Count every line in the following entries that holds the word "sense". Only the number should be given.

(Available data)

PR #6227, opened 2021-06-09
[ticket/16793] Fix topic/post attachments visibility - PHP 8

3D-I:
PHPBB3-16793

Checklist:

- [x] Tests pass

https://tracker.phpbb.com/browse/PHPBB3-16793

### DIFF
--- a/phpBB/phpbb/content_visibility.php
+++ b/phpBB/phpbb/content_visibility.php
@@ -148,7 +148,7 @@ class content_visibility
 
 		$is_visible = ($visibility == ITEM_APPROVED) ||
 			($this->config['display_unapproved_posts']
-				&& ($this->user->data['user_id'] != ANONYMOUS)#
+				&& ($this->user->data['user_id'] != ANONYMOUS)
 				&& ($visibility == ITEM_UNAPPROVED || $visibility == ITEM_REAPPROVE)
 			) ||
 			$this->auth->acl_get('m_approve', $forum_id);
--- a/phpBB/phpbb/content_visibility.php
+++ b/phpBB/phpbb/content_visibility.php
@@ -145,13 +145,13 @@ class content_visibility
 	public function is_visible($mode, $forum_id, $data)
 	{
 		$visibility = $data[$mode . '_visibility'];
-
+		$poster_key = ($mode === 'topic') ? 'topic_poster' : 'poster_id';
 		$is_visible = ($visibility == ITEM_APPROVED) ||
-			($this->config['display_unapproved_posts']
-				&& ($this->user->data['user_id'] != ANONYMOUS)
-				&& ($visibility == ITEM_UNAPPROVED || $visibility == ITEM_REAPPROVE)
-			) ||
-			$this->auth->acl_get('m_approve', $forum_id);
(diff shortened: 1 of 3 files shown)


phpBB/phpbb/content_visibility.php
```diff
@@ -145,13 +145,13 @@ public function get_count($mode, $data, $forum_id)
 	public function is_visible($mode, $forum_id, $data)
 	{
 		$visibility = $data[$mode . '_visibility'];
-		$poster_key = ($mode === 'topic') ? 'topic_poster' : 'poster_id';
+
 		$is_visible = ($visibility == ITEM_APPROVED) ||
-			($this->config['display_unapproved_posts'] &&
-				($this->user->data['user_id'] != ANONYMOUS) &&
-				($visibility == ITEM_UNAPPROVED || $visibility == ITEM_REAPPROVE) &&
-				($this->user->data['user_id'] == $data[$poster_key])) ||
```
CHItA, line 153: This is needed to show unapproved posts to their authors. Hence this code incorrect.

CHItA (changes requested):

phpBB/phpbb/content_visibility.php
CHItA: What I meant to say is to the post's author only (or users who can approve the post). This code looks like it will show the post to anyone who is logged in.

3D-I: Not really, try it.

I tried it with me as the founder, with the poster itself and with another tester.

3D-I: For the "another tester" a "topic does not exist" it is shown, BTW.

3D-I: BTW, we are talking about attachments here.

CHItA: Sorry for the delay, so this seem to work because the query is already filtering the user ID. However, the real issue is not here. There are two errors in the ticket:
1) `... on line 153: Undefined array key "topic_poster"`
2) `... on line 153: Undefined array key "poster_id"`

1) is comming from [here](https://github.com/phpbb/phpbb/blob/5169a947f4caef876cd2f38c558d042aef0a24ae/phpBB/includes/functions_download.php#L659-L676), note that `topic_poster` is missing from the query.
2) is comming from [here](https://github.com/phpbb/phpbb/blob/3.3.x/phpBB/download/file.php#L219-L236), note that `poster_id` is missing from the query.

3D-I: I didn't have those 2 errors, also not in the logs.

CHItA: those should be notices. I'm going by the ticket, the user said they saw those when clicking download, which makes sense. So this should error out when you go via `file.php` which should result in broken images, as the content served is text with the notices the reporter posted.

3D-I: Yeah sure, btw the attachments are those I posted there. Just I haven't had any NOTICE nor error_logs.
Wich is quite strange in my environment, I am double checking the PHP 8.0.7 configuration.

marc1706 (approved):

PR #133, opened 2018-08-08
NIFIREG-190

jdye64:


jdye64:
Looks like the Travis CI build is failing trying to extract the npm binary for building the web ui section. This doesn't have anything to do with the PR so don't believe the build is truly failing here...

pvillard31:
Had a quick look through the code and it LGTM, will try to give it a try today or tomorrow if no else has the cycles to do so.

kevdoran:
Will review...

jdye64:
I had contemplated placing the logic that checked if the hook provider should be invoked for an event or not right above https://github.com/apache/nifi-registry/blob/7e4e9713406f3bb3ac1544b6ad69fbdd437f794c/nifi-registry-framework/src/main/java/org/apache/nifi/registry/event/EventService.java#L73 but decided to place that logic in each hook provider in case someone wanted to write their own custom hook provider and want to apply different white listing logic that would allow them to circumvent such filtering. How do you both feel about that?

kevdoran:
If we are allowing each implementation to decide the logic in the handle method, I don't see the value in the "share property" concept as documented:

> There are certain properties that are shared amongst all of the NiFi Registry provided Event Hook implementations.

I don't think we should introduce the concept of a shared property that is documented as being honored by all implementations when we really have no way to guarantee that. 

In this PR, the implementation that does handle the Event Whitelist is implemented as an Abstract base class in the framework, which would make it difficult for third-party extension providers to implement (or they could ignore it if they want as it is not part of the API).

If we want to make it universal, I think we would need to introduce a dedicated field for whitelist that is enforced by the framework code (perhaps using a decorator / wrapper), not the extension. Otherwise, don't think we make it universal at all, it can just be an optional thing that third parties can choose to implement. 

One way to make it more obvious to custom implementations that this is intended to be implemented would be to make it part of the interface they have to implement (otherwise it is just documentation and hard to enforce). For example, we could add a new method with a default implementation to the `EventHookProvider` interface. For example:

```
    default boolean shouldHandle(EventType eventType) {
        return true;
    }
```

If it's not overridden with a custom implementation, the event hook provider will always be called. If it is overridden, they can return a boolean for the event types they are interested in, either as a hard-coded set or a user-configurable set (they would still need to document their own configuration property for that).

nifi-registry-docs/src/main/asciidoc/administration-guide.adoc
```diff
@@ -1094,3 +1094,63 @@ Here is the data model version histories:
...
+
+....
+<eventHookProvider>
+    <class>
+      org.apache.nifi.registry.provider.hook.ScriptEventHookProvider
+    </class>
+    <property name="Script Path"></property>
+    <property name="Working Directory"></property>
+    <!-- optional -->
+    <property name="Event Whitelist">CREATE_FLOW,UPDATE_FLOW</property>
```
kevdoran: Comma-separated lists in XML is inconsistent with how we handle configuring lists in other contexts. For example, the initial user identities in Authorizers.xml:

```
    <!--
        The FileUserGroupProvider will provide support for managing users and groups which is backed by a file
        on the local file system.

        - Users File - The file where the FileUserGroupProvider will store users and groups.

        - Initial User Identity [unique key] - The identity of a users and systems to seed the Users File. The name of
            each property must be unique, for example: "Initial User Identity A", "Initial User Identity B",
            "Initial User Identity C" or "Initial User Identity 1", "Initial User Identity 2", "Initial User Identity 3"

            NOTE: Any identity mapping rules specified in nifi-registry.properties will also be applied to the user identities,
            so the values should be the unmapped identities (i.e. full DN from a certificate).
    -->
    <userGroupProvider>
        <identifier>file-user-group-provider</identifier>
        <class>org.apache.nifi.registry.security.authorization.file.FileUserGroupProvider</class>
        <property name="Users File">./conf/users.xml</property>
        <property name="Initial User Identity 1"></property>
    </userGroupProvider>
```

We may want to reconsider in order to keep this consistent....

nifi-registry-framework/src/main/java/org/apache/nifi/registry/provider/hook/AbstractHookProvider.java
```diff
@@ -0,0 +1,70 @@
...
+    /**
+     * Determines if the Event should be handled or ignored based on the user configured Event Whitelist property
+     *
+     * @param event
+     *  Event that has been passed to the provider by the framework.
+     *
+     * @return
+     *  True if the event should be handled by this provider and false otherwise.
+     */
+    public boolean handleEvent(Event event) {
```
kevdoran: As commented on the PR, this should perhaps be implemented differently. But if going with the Abstract base class approach, I would change the signature of this method to:

```
protected boolean shouldHandle(Event event)
// or
protected boolean shouldHandle(EventType eventType)
```

nifi-registry-framework/src/main/java/org/apache/nifi/registry/provider/hook/AbstractHookProvider.java
```diff
@@ -0,0 +1,70 @@
...
+
+    @Override
+    public void handle(Event event) throws EventHookException {
+        // Abstract event handling logic can be implemented here.
+    }
+
+    @Override
+    public void onConfigured(ProviderConfigurationContext configurationContext) throws ProviderCreationException {
+
+    }
```
kevdoran: This is an abstract class so we don't need the empty interface methods for `handle(...)` and `onConfigured(...)`

nifi-registry-framework/src/main/java/org/apache/nifi/registry/provider/hook/LoggingEventHookProvider.java
```diff
@@ -36,6 +36,10 @@ public void onConfigured(final ProviderConfigurationContext configurationContext
 
     @Override
     public void handle(final Event event) throws EventHookException {
+
+        // Purposely leaving off "handleEvent" logic as its assumed that everything should be logged.
+        //handleEvent(event)
```
kevdoran: but that contradicts the documentation of the shared property... again I think we need to discuss what the intention is and then implement the code to match

nifi-registry-framework/src/main/java/org/apache/nifi/registry/provider/hook/AbstractHookProvider.java
```diff
@@ -0,0 +1,70 @@
...
+/**
+ * An AbstractHookProvider class that serves as a place to keep common Event Hook implementation details.
+ */
+public abstract class AbstractHookProvider
+        implements EventHookProvider {
+
+    static final Logger LOGGER = LoggerFactory.getLogger(AbstractHookProvider.class);
+
+    static final String EVENT_WHITELIST = "Event Whitelist";
+    protected List<EventType> whiteListEvents = null;
```
kevdoran: This would be better as `Set<EventType>` so that `contains()` lookups are O(1)

jdye64:
Ok. After reading through all of these I'm thinking the best way to handle this and have it operate the way I had envisioned is to take the approach of adding the handleEvent() method in the EventProvider interface as outlined above. I'm going to start on that now and just remove the Abstract class all together.

kevdoran:
Thanks @jdye64! That sounds good, I'll give it another look when those changes are ready.

nifi-registry-provider-api/src/main/java/org/apache/nifi/registry/hook/EventHookProvider.java
```diff
@@ -36,4 +36,18 @@
      */
     void handle(Event event) throws EventHookException;
 
+    /**
+     * Examines the values from the 'Event Whitelist X' properties in the hook provider definition to determine
+     * if the Event should be invoked for this particular EventType
```
kevdoran: 'Event Whitelist X' property has been renamed in this commit to 'Whitelisted Event Type '.

nifi-registry-framework/src/main/java/org/apache/nifi/registry/provider/hook/AbstractEventHookProvider.java
```diff
@@ -0,0 +1,72 @@
...
+import org.apache.nifi.registry.provider.ProviderCreationException;
+import org.springframework.util.CollectionUtils;
+
+import java.util.HashSet;
+import java.util.Map;
+import java.util.Set;
+import java.util.regex.Matcher;
+import java.util.regex.Pattern;
+
+public abstract class AbstractEventHookProvider
```
bbende: This should be part of the provider api module right? If someone implements a custom event hook they shouldn't have to create a dependency on nifi-registry-framework.

kevdoran:
A couple of other things I thought of:

- The default [providers.xml](https://github.com/apache/nifi-registry/blob/7e4e9713406f3bb3ac1544b6ad69fbdd437f794c/nifi-registry-resources/src/main/resources/conf/providers.xml#L34) should maybe be updated to include placeholders/explanation for the whitelist properties.

- By adding the `shouldHandle(EventType)` method to the EventHookProvider interface, should we move the conditional execution of the hook's `handle(Event)` method to a check where it is called in [EventService](https://github.com/apache/nifi-registry/blob/7e4e9713406f3bb3ac1544b6ad69fbdd437f794c/nifi-registry-framework/src/main/java/org/apache/nifi/registry/event/EventService.java#L73)?

jdye64:
I think if the EventType is null, which I'm like you I don't know if it ever could be?? Then the whitelisting logic should be ignored and the Event Handlers should all be invoked. That makes the most sense to me.

PR #134, opened 2018-08-09
NIFIREG-192: Implement REGISTRY_START event

jdye64:


pvillard31:
Same here - code LGTM, will give it a try today or tomorrow if no one has the cycles to do it before.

(End Available data)

**Exercise answer:** 2